### Exercise goal
Each record should appear again in the response exactly as it does in the original.

### Dataset extract
PR #1373, opened 2022-01-22
FullDetailsActivity - dynamically fill button row and hide extra

mueslimak3r:
**Notes**
* the row = mDetailsOverviewRow
* the main drawback to this approach is that it assumes all the less important buttons, which should be hidden first, are visible when they are sorted. If they're not, they will be shown first and the more important buttons would be hidden.
Currently though, it looks like all the buttons (or almost all) are visible when `showMoreButtonIfNeeded()` is called.

**Changes**
* given a set of buttons to consider showing or hiding, loop through them and hide buttons until there either is extra space available or the buttons are already shown. the hidden buttons become part of the "more options" menu.

* the more options menu only shows items that are hidden in the row

* added the shuffle button and play trailers button to the more options menu. The trailer button is last in the list to be hidden so it's very unlikely that it ever will be. Future button could be added to the "more options" menu by default, in addition to the row, so that the row can always offload them into the menu if needed.

* renamed a couple buttons to standardize the naming.

* moved the onClick logic for the play trailers button to its own method so it can be called from the more options menu

**Issues**
* buttons were overflowing past the 5 button limit of the row
* there was a static set of buttons that would always go to the "more options" menu if the total number of buttons exceeded five, even if some could fit in the row

### DIFF
--- a/app/src/main/java/org/jellyfin/androidtv/ui/itemdetail/FullDetailsActivity.java
+++ b/app/src/main/java/org/jellyfin/androidtv/ui/itemdetail/FullDetailsActivity.java
@@ -813,6 +813,21 @@ public class FullDetailsActivity extends BaseActivity implements IRecordingIndic
 //        }
     }
 
+    private void playTrailers() {
+        apiClient.getValue().GetLocalTrailersAsync(TvApp.getApplication().getCurrentUser().getId(), mBaseItem.getId(), new Response<BaseItemDto[]>() {
+            @Override
+            public void onResponse(BaseItemDto[] response) {
+                play(response, 0, false);
+            }
+
+            @Override
+            public void onError(Exception exception) {
+                Timber.e(exception, "Error retrieving trailers for playback");
+                Utils.showToast(mActivity, R.string.msg_video_playback_error);
+            }
+        });
+    }
+
     private String getRunTime() {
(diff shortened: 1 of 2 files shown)


nielsvanvelzen (approved):

app/src/main/java/org/jellyfin/androidtv/ui/itemdetail/FullDetailsActivity.java
```diff
@@ -1327,29 +1332,48 @@ public void onClick(View v) {
...
+                if (favButton != null && !favButton.isVisible()) {
                     if (mBaseItem.getUserData().getIsFavorite()) {
                         more.getMenu().getItem(0).setVisible(false);
                         more.getMenu().getItem(1).setVisible(true);
                     } else {
                         more.getMenu().getItem(0).setVisible(true);
                         more.getMenu().getItem(1).setVisible(false);
                     }
-                } else {
+                } else if (favButton != null) {
```
mueslimak3r, line 1344: this shouldn't be here

nielsvanvelzen: good way to bump your PR count :p

PR #1376, opened 2022-01-22
Remove unused stuff from MyDetailsOverviewRow

nielsvanvelzen:
Found this one while working on some other stuff. The studio image is loaded but never used. Removing it for a small performance boost.

**Changes**

- Remove unused stuff from MyDetailsOverviewRow
- Remove studio image loading
- Remove getPrimaryImageUrl for StudioDto in ImageUtils

**Issues**


mueslimak3r (approved):
Nice find. I think the images for items in ItemRowAdapter might be loaded more than once too

PR #1377, opened 2022-01-22
Initial ImageUtils SDK migration

nielsvanvelzen:
Most of the image url building in the app is done with the ImageUtils class. I've migrated all functions I could test (everything not live tv) to use the SDK. This generates slightly different URL's.

**Changes**

- Add ImageHelper to create image urls using the SDK
  - Migrate all non-livetv image url builder functions in ImageUtils to new ImageHelper
- Remove apiclient parameter from ImageUtils functions

**Issues**

### DIFF
--- a/app/src/main/java/org/jellyfin/androidtv/ui/NowPlayingBug.java
+++ b/app/src/main/java/org/jellyfin/androidtv/ui/NowPlayingBug.java
@@ -21,9 +21,7 @@ import org.jellyfin.androidtv.ui.playback.MediaManager;
 import org.jellyfin.androidtv.ui.playback.PlaybackController;
 import org.jellyfin.androidtv.util.ImageUtils;
 import org.jellyfin.androidtv.util.TimeUtils;
-import org.jellyfin.apiclient.interaction.ApiClient;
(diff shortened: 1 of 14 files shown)


app/src/main/java/org/jellyfin/androidtv/ui/NowPlayingBug.java
```diff
@@ -125,7 +123,7 @@ private void setInfo(BaseItemDto item) {
         if (item == null) return;
 
         Glide.with(context)
-                .load(ImageUtils.getPrimaryImageUrl(item, KoinJavaComponent.<ApiClient>get(ApiClient.class)))
+                .load(ImageUtils.getPrimaryImageUrl(item))
```
mueslimak3r, line 126: this image didn't load before this PR, and it still doesn't

nielsvanvelzen: This one works for me, I think it requires a primary image for the track (not the album) to show up.

mueslimak3r (approved):
looks like a pretty straightforward java -> kotlin translation + the sdk stuff 👍

PR #1385, opened 2022-01-25
fix crash from empty or null browsecommand sent from android client

mueslimak3r:
**Changes**
* catch the `IllegalArgumentException` GetItemAsync throws when `itemId` is null or empty in this situation

**Issues**
* `command.getItemId()` could return a null or empty string when remote controlling the app from the android client and quickly pressing the back button (on the phone) until the app is closed

### DIFF
--- a/app/src/main/java/org/jellyfin/androidtv/data/eventhandling/TvApiEventListener.java
+++ b/app/src/main/java/org/jellyfin/androidtv/data/eventhandling/TvApiEventListener.java
@@ -140,13 +140,17 @@ public class TvApiEventListener extends ApiEventListener {
                 Timber.i("Command ignored due to no activity or playback in progress");
                 return;
             }
-            client.GetItemAsync(command.getItemId(), TvApp.getApplication().getCurrentUser().getId(), new Response<BaseItemDto>() {
-                @Override
-                public void onResponse(BaseItemDto response) {
-                    //Create a rowItem and pass to our handler
-                    ItemLauncher.launch(new BaseRowItem(0, response), null, -1, TvApp.getApplication().getCurrentActivity(), true);
-                }
-            });
+            try {
+                client.GetItemAsync(command.getItemId(), TvApp.getApplication().getCurrentUser().getId(), new Response<BaseItemDto>() {
+                    @Override
+                    public void onResponse(BaseItemDto response) {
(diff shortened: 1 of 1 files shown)


app/src/main/java/org/jellyfin/androidtv/data/eventhandling/TvApiEventListener.java
```diff
@@ -140,13 +140,17 @@ public void onBrowseCommand(ApiClient client, BrowseRequest command) {
...
             }
-            client.GetItemAsync(command.getItemId(), TvApp.getApplication().getCurrentUser().getId(), new Response<BaseItemDto>() {
-                @Override
-                public void onResponse(BaseItemDto response) {
-                    //Create a rowItem and pass to our handler
-                    ItemLauncher.launch(new BaseRowItem(0, response), null, -1, TvApp.getApplication().getCurrentActivity(), true);
-                }
-            });
+            try {
+                client.GetItemAsync(command.getItemId(), TvApp.getApplication().getCurrentUser().getId(), new Response<BaseItemDto>() {
```
nielsvanvelzen, line 144: Why not check if `getItemId()` is null/empty and return instead?

mueslimak3r: yeah that's much simpler

app/src/main/java/org/jellyfin/androidtv/data/eventhandling/TvApiEventListener.java
```diff
@@ -133,24 +133,21 @@ else if(playbackController != null && mediaManager.hasVideoQueueItems() && playb
     @Override
     public void onBrowseCommand(ApiClient client, BrowseRequest command) {
         Timber.d("Browse command received");
+        if (command.getItemId() == null || command.getItemId().equals("")) return;
```
nielsvanvelzen, line 136: In Java code use one of these:

https://github.com/jellyfin/jellyfin-androidtv/blob/0de3437e4e8d06e849f667ba683506a6423acac5/app/src/main/java/org/jellyfin/androidtv/util/Utils.java#L80-L86

nielsvanvelzen (changes requested):

nielsvanvelzen (approved):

### Your solution
PR #1373, opened 2022-01-22
FullDetailsActivity - dynamically fill button row and hide extra

mueslimak3r:
**Notes**
* the row = mDetailsOverviewRow
* the main drawback to this approach is that it assumes all the less important buttons, which should be hidden first, are visible when they are sorted. If they're not, they will be shown first and the more important buttons would be hidden.
Currently though, it looks like all the buttons (or almost all) are visible when `showMoreButtonIfNeeded()` is called.

**Changes**
* given a set of buttons to consider showing or hiding, loop through them and hide buttons until there either is extra space available or the buttons are already shown. the hidden buttons become part of the "more options" menu.

* the more options menu only shows items that are hidden in the row

* added the shuffle button and play trailers button to the more options menu. The trailer button is last in the list to be hidden so it's very unlikely that it ever will be. Future button could be added to the "more options" menu by default, in addition to the row, so that the row can always offload them into the menu if needed.

* renamed a couple buttons to standardize the naming.

* moved the onClick logic for the play trailers button to its own method so it can be called from the more options menu

**Issues**
* buttons were overflowing past the 5 button limit of the row
* there was a static set of buttons that would always go to the "more options" menu if the total number of buttons exceeded five, even if some could fit in the row

### DIFF
--- a/app/src/main/java/org/jellyfin/androidtv/ui/itemdetail/FullDetailsActivity.java
+++ b/app/src/main/java/org/jellyfin/androidtv/ui/itemdetail/FullDetailsActivity.java
@@ -813,6 +813,21 @@ public class FullDetailsActivity extends BaseActivity implements IRecordingIndic
 //        }
     }
 
+    private void playTrailers() {
+        apiClient.getValue().GetLocalTrailersAsync(TvApp.getApplication().getCurrentUser().getId(), mBaseItem.getId(), new Response<BaseItemDto[]>() {
+            @Override
+            public void onResponse(BaseItemDto[] response) {
+                play(response, 0, false);
+            }
+
+            @Override
+            public void onError(Exception exception) {
+                Timber.e(exception, "Error retrieving trailers for playback");
+                Utils.showToast(mActivity, R.string.msg_video_playback_error);
+            }
+        });
+    }
+
     private String getRunTime() {
(diff shortened: 1 of 2 files shown)


nielsvanvelzen (approved):

app/src/main/java/org/jellyfin/androidtv/ui/itemdetail/FullDetailsActivity.java
```diff
@@ -1327,29 +1332,48 @@ public void onClick(View v) {
...
+                if (favButton != null && !favButton.isVisible()) {
                     if (mBaseItem.getUserData().getIsFavorite()) {
                         more.getMenu().getItem(0).setVisible(false);
                         more.getMenu().getItem(1).setVisible(true);
                     } else {
                         more.getMenu().getItem(0).setVisible(true);
                         more.getMenu().getItem(1).setVisible(false);
                     }
-                } else {
+                } else if (favButton != null) {
```
mueslimak3r, line 1344: this shouldn't be here

nielsvanvelzen: good way to bump your PR count :p

PR #1376, opened 2022-01-22
Remove unused stuff from MyDetailsOverviewRow

nielsvanvelzen:
Found this one while working on some other stuff. The studio image is loaded but never used. Removing it for a small performance boost.

**Changes**

- Remove unused stuff from MyDetailsOverviewRow
- Remove studio image loading
- Remove getPrimaryImageUrl for StudioDto in ImageUtils

**Issues**


mueslimak3r (approved):
Nice find. I think the images for items in ItemRowAdapter might be loaded more than once too

PR #1377, opened 2022-01-22
Initial ImageUtils SDK migration

nielsvanvelzen:
Most of the image url building in the app is done with the ImageUtils class. I've migrated all functions I could test (everything not live tv) to use the SDK. This generates slightly different URL's.

**Changes**

- Add ImageHelper to create image urls using the SDK
  - Migrate all non-livetv image url builder functions in ImageUtils to new ImageHelper
- Remove apiclient parameter from ImageUtils functions

**Issues**

### DIFF
--- a/app/src/main/java/org/jellyfin/androidtv/ui/NowPlayingBug.java
+++ b/app/src/main/java/org/jellyfin/androidtv/ui/NowPlayingBug.java
@@ -21,9 +21,7 @@ import org.jellyfin.androidtv.ui.playback.MediaManager;
 import org.jellyfin.androidtv.ui.playback.PlaybackController;
 import org.jellyfin.androidtv.util.ImageUtils;
 import org.jellyfin.androidtv.util.TimeUtils;
-import org.jellyfin.apiclient.interaction.ApiClient;
(diff shortened: 1 of 14 files shown)


app/src/main/java/org/jellyfin/androidtv/ui/NowPlayingBug.java
```diff
@@ -125,7 +123,7 @@ private void setInfo(BaseItemDto item) {
         if (item == null) return;
 
         Glide.with(context)
-                .load(ImageUtils.getPrimaryImageUrl(item, KoinJavaComponent.<ApiClient>get(ApiClient.class)))
+                .load(ImageUtils.getPrimaryImageUrl(item))
```
mueslimak3r, line 126: this image didn't load before this PR, and it still doesn't

nielsvanvelzen: This one works for me, I think it requires a primary image for the track (not the album) to show up.

mueslimak3r (approved):
looks like a pretty straightforward java -> kotlin translation + the sdk stuff 👍

PR #1385, opened 2022-01-25
fix crash from empty or null browsecommand sent from android client

mueslimak3r:
**Changes**
* catch the `IllegalArgumentException` GetItemAsync throws when `itemId` is null or empty in this situation

**Issues**
* `command.getItemId()` could return a null or empty string when remote controlling the app from the android client and quickly pressing the back button (on the phone) until the app is closed

### DIFF
--- a/app/src/main/java/org/jellyfin/androidtv/data/eventhandling/TvApiEventListener.java
+++ b/app/src/main/java/org/jellyfin/androidtv/data/eventhandling/TvApiEventListener.java
@@ -140,13 +140,17 @@ public class TvApiEventListener extends ApiEventListener {
                 Timber.i("Command ignored due to no activity or playback in progress");
                 return;
             }
-            client.GetItemAsync(command.getItemId(), TvApp.getApplication().getCurrentUser().getId(), new Response<BaseItemDto>() {
-                @Override
-                public void onResponse(BaseItemDto response) {
-                    //Create a rowItem and pass to our handler
-                    ItemLauncher.launch(new BaseRowItem(0, response), null, -1, TvApp.getApplication().getCurrentActivity(), true);
-                }
-            });
+            try {
+                client.GetItemAsync(command.getItemId(), TvApp.getApplication().getCurrentUser().getId(), new Response<BaseItemDto>() {
+                    @Override
+                    public void onResponse(BaseItemDto response) {
(diff shortened: 1 of 1 files shown)


app/src/main/java/org/jellyfin/androidtv/data/eventhandling/TvApiEventListener.java
```diff
@@ -140,13 +140,17 @@ public void onBrowseCommand(ApiClient client, BrowseRequest command) {
...
             }
-            client.GetItemAsync(command.getItemId(), TvApp.getApplication().getCurrentUser().getId(), new Response<BaseItemDto>() {
-                @Override
-                public void onResponse(BaseItemDto response) {
-                    //Create a rowItem and pass to our handler
-                    ItemLauncher.launch(new BaseRowItem(0, response), null, -1, TvApp.getApplication().getCurrentActivity(), true);
-                }
-            });
+            try {
+                client.GetItemAsync(command.getItemId(), TvApp.getApplication().getCurrentUser().getId(), new Response<BaseItemDto>() {
```
nielsvanvelzen, line 144: Why not check if `getItemId()` is null/empty and return instead?

mueslimak3r: yeah that's much simpler

app/src/main/java/org/jellyfin/androidtv/data/eventhandling/TvApiEventListener.java
```diff
@@ -133,24 +133,21 @@ else if(playbackController != null && mediaManager.hasVideoQueueItems() && playb
     @Override
     public void onBrowseCommand(ApiClient client, BrowseRequest command) {
         Timber.d("Browse command received");
+        if (command.getItemId() == null || command.getItemId().equals("")) return;
```
nielsvanvelzen, line 136: In Java code use one of these:

https://github.com/jellyfin/jellyfin-androidtv/blob/0de3437e4e8d06e849f667ba683506a6423acac5/app/src/main/java/org/jellyfin/androidtv/util/Utils.java#L80-L86

nielsvanvelzen (changes requested):

nielsvanvelzen (approved):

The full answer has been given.